SU‐D‐207B‐05: Robust Intra‐Tumor Partitioning to Identify High‐Risk Subregions for Prognosis in Lung Cancer

Purpose: To develop an intra‐tumor partitioning framework for identifying high‐risk subregions from 18F‐fluorodeoxyglucose positron emission tomography (FDG‐PET) and CT imaging, and to test whether tumor burden associated with the high‐risk subregions is prognostic of outcomes in lung cancer. Methods: In this institutional review board‐approved retrospective study, we analyzed the pre‐treatment FDG‐PET and CT scans of 44 lung cancer patients treated with radiotherapy. A novel, intra‐tumor partitioning method was developed based on a two‐stage clustering process: first at patient‐level, each tumor was over‐segmented into many superpixels by k‐means clustering of integrated PET and CT images; next, tumor subregions were identified by merging previously defined superpixels via population‐level hierarchical clustering. The volume associated with each of the subregions was evaluated using Kaplan‐Meier analysis regarding its prognostic capability in predicting overall survival (OS) and out‐of‐field progression (OFP). Results: Three spatially distinct subregions were identified within each tumor, which were highly robust to uncertainty in PET/CT co‐registration.

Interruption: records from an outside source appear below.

PR #4870, opened 2025-08-27
AppSec: Fix `undefined method request_method=`

marcotc:
**What does this PR do?**

**Motivation:**

**Change log entry**

**Additional Notes:**

**How to test the change?**

### DIFF
--- a/lib/datadog/appsec/api_security/route_extractor.rb
+++ b/lib/datadog/appsec/api_security/route_extractor.rb
@@ -52,8 +52,9 @@ module Datadog
           elsif request.env.key?(RAILS_ROUTE_KEY)
             request.env[RAILS_ROUTE_KEY].delete_suffix(RAILS_FORMAT_SUFFIX)
           elsif request.env.key?(RAILS_ROUTES_KEY) && !request.env.fetch(RAILS_PATH_PARAMS_KEY, {}).empty?
-            pattern = request.env[RAILS_ROUTES_KEY].router
-              .recognize(request) { |route, _| break route.path.spec.to_s }
+            route_set = request.env[RAILS_ROUTES_KEY]
+            rails_request = route_set.request_class.new(request.env)
+            pattern = route_set.router.recognize(rails_request) { |route, _| break route.path.spec.to_s }
 
             # NOTE: If rails is unable to recognize request it returns empty Array
             pattern = nil if pattern&.empty?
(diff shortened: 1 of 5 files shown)


lib/datadog/appsec/api_security/route_extractor.rb
```diff
@@ -52,8 +52,9 @@ def self.route_pattern(request)
           elsif request.env.key?(RAILS_ROUTE_KEY)
             request.env[RAILS_ROUTE_KEY].delete_suffix(RAILS_FORMAT_SUFFIX)
           elsif request.env.key?(RAILS_ROUTES_KEY) && !request.env.fetch(RAILS_PATH_PARAMS_KEY, {}).empty?
-            pattern = request.env[RAILS_ROUTES_KEY].router
-              .recognize(request) { |route, _| break route.path.spec.to_s }
+            route_set = request.env[RAILS_ROUTES_KEY]
+            rails_request = route_set.request_class.new(request.env)
```
Strech, line 56: Hey @marcotc, thanks for taking care of that. We don't have `grape` contrib, but there was a plan to start supporting it as main API framework.

The init of the router will generate new instance with unprocessed env, could you please explain what is the actual issue here of using stored router?

marcotc: The main issue is that `recognize(request)` expects a wrapped ActionPack request, not a raw Rack request, and it throws the error `undefined method request_method=` when running.

Thankfully this is easy to reproduce in tests (which are being added).

Tbh, I only really have to fix the Rails issue today, but I noticed that the Grape and Sinatra paths were not tested in integration tests (which the the only way to trigger the Rails failure today), so I started adding them in this PR as well.

Still WIP though!

Strech: 🤔 Hmmm, we have tested it with Rails and we decide to scope out Sinatra to system tests, but both working. In which case it do you get that error?

If it happens solely in tests like an old "integration" test we poses, than I would challenge the quality of the test.

We also have a test app where I run it across different Rails app versions.

Strech: BTW, [here are integrations tests](https://github.com/DataDog/dd-trace-rb/blob/master/spec/datadog/appsec/integration/api_security/schema_extraction_spec.rb) that will use route extraction (but not on all Rails versions)

If you don't mind could you share the error case you are fixing? I would love to help on this.

Strech: I think I get the issue now, problem starts not because sampling window, but because the `HEAD` request. It will take a [path into the router](https://github.com/rails/rails/blob/v6.1.7.10/actionpack/lib/action_dispatch/journey/router.rb#L115-L119) which will assign the method into it to be able to find it across the available routes.

Rails will try to [modify the request](https://github.com/rails/rails/blob/v6.1.7.10/actionpack/lib/action_dispatch/journey/router.rb#L134-L145) in order to find it.

As a suggestion, to avoid this expensive path, could we wrap the request only for this specific scenario of HEAD request then?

Among these, the volume of the most metabolically active and metabolically heterogeneous solid component of the tumor was predictive of OS and OFP on the entire cohort, with a concordance index or CI = 0.66–0.67. When restricting the analysis to patients with stage III disease (n = 32), the same subregion achieved an even higher CI = 0.75 (HR = 3.93, logrank p = 0.002) for predicting OS, and a CI = 0.76 (HR = 4.84, logrank p = 0.002) for predicting OFP. In comparison, conventional imaging markers including tumor volume, SUVmax and MTV50 were not predictive of OS or OFP, with CI mostly below 0.60 (p < 0.001). Conclusion: We propose a robust intra‐tumor partitioning method to identify clinically relevant, high‐risk subregions in lung cancer. We envision that this approach will be applicable to identifying useful imaging biomarkers in many cancer types.